CoN nanoparticles anchored on ultra-thin N-doped graphene as the oxygen reduction electrocatalyst for highly stable zinc-air batteries

Transition metal nitrides anchored on carbon as oxygen reduction catalysts are widely used in zinc-air batteries. However, the size of transition metal nitrides and the thickness of carbon substrate are often difficultly controlled. Herein, the CoN nanoparticle anchored on ultra-thin nitrogen-doped graphene electrocatalyst (CoN/UNG) was synthesized by the combination strategy of the coordination of 1, 10-phenanthroline with the intercalation effect of polyethylene imine. Polyethylene imine can intercalate into layers of graphene and block the heaping of graphene to achieve ultra-thin nanosheet structures. Lone-pair electrons on nitrogen atoms of 1, 10-phenanthroline can bond to Co2+ to form the Co-N coordination, then confine the aggregation of Co atoms. Finally, small-sized CoN nanoparticles were successfully anchored on ultra-thin nitrogen-doped graphene. The CoN/UNG has a half-wave potential of 0.87 V vs. RHE with excellent electrochemical ORR performance and high stability.

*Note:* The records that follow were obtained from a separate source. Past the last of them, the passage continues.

PR #1809, opened 2023-12-28
fix date parser in OfflineRetransmissionRequest class

Diewa:
**context:** The requests creating a task for a new retransmission, coming from the UI, have the following date format: 'yyyy-MM-dd'T'HH:mm:ss'Z'' or 'yyyy-MM-dd'T'HH:mm'Z''. If we set the date with minute precision from the UI, the request will not contain seconds at all. For example, 30.09.2023, 22:00:00 will be send as 30.09.2023, 22:00.

**problem description:**
We noticed that if the transmitted date has second precision (e.g., 30.09.2023, 22:00:11), it will not be handled correctly, and the user will receive an error: 'endTimestamp/startTimestamp must not be null,' which is related to how we handle requests.

This pull request adds support for a date format that includes seconds.


hermes-api/src/main/java/pl/allegro/tech/hermes/api/OfflineRetransmissionRequest.java
```diff
@@ -37,25 +41,25 @@ public OfflineRetransmissionRequest(
...
+        this.startTimestamp = initializeTimestamps(startTimestamp);
+        this.endTimestamp = initializeTimestamps(endTimestamp);
     }
 
-    private void initializeTimestamps(String startTimestamp, String endTimestamp) {
-        if (startTimestamp == null || endTimestamp == null) {
-            this.startTimestamp = null;
-            this.endTimestamp = null;
-            return;
+    private Instant initializeTimestamps(String timestamp) {
```
szczygiel-m, line 48: nit: can be renamed to `initializeTimestamp` since there is only one function parameter

szczygiel-m (approved):

szczygiel-m (approved):

pitagoras3 (approved):

PR #1820, opened 2024-01-25
Minor tests stability improvements

szczygiel-m:


integration-tests/src/integrationTest/java/pl/allegro/tech/hermes/integrationtests/PublishingAndConsumingTest.java
```diff
@@ -222,6 +224,13 @@ public void shouldNotConsumeMessagesWhenSubscriptionIsSuspended() {
         hermes.api().waitUntilSubscriptionActivated(topic.getQualifiedName(), subscriptionName);
         hermes.api().suspendSubscription(topic, subscriptionName);
         hermes.api().waitUntilSubscriptionSuspended(topic.getQualifiedName(), subscriptionName);
+        // wait until consumer group removed
+        waitAtMost(30, TimeUnit.SECONDS).until(() ->
```
druminski, line 228: Shouldn't this check be a part of "waitUntilSubscription{Suspended,Removed}()" method? Motivation, next time when a developer will write a test which calls waitUntilSubscription{Suspended,Removed}() and do some assertions after it, then without the assertion which you wrote here, the developer can receive some false-positives information. What do you think about it?

druminski (dismissed):
Added one non blocking comment, +1

integration-tests/src/integrationTest/java/pl/allegro/tech/hermes/integrationtests/PublishingAndConsumingTest.java
szczygiel-m: Nice catch! fixed 😄

druminski (approved):

faderskd (approved):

The power density of CoN/UNG-based zinc-air battery is 149.3 mW cm(-2); the specific capacity is 917.2 mAh g(-1) and the cycle stability is 350 h. The new combination strategy is conducive to the rational design of small-sized transition metal nitrides anchored ultra-thin nitrogen-doped graphene catalysts to boost the application of zinc-air batteries.

Automated summary

In this study, small-sized transition metal nitrides anchored on ultra-thin nitrogen-doped graphene were successfully synthesized using a combination strategy. The resulting CoN/UNG catalyst exhibited excellent electrochemical performance for oxygen reduction reaction (ORR) with high stability. This research provides a new approach for the rational design of catalysts in zinc-air batteries.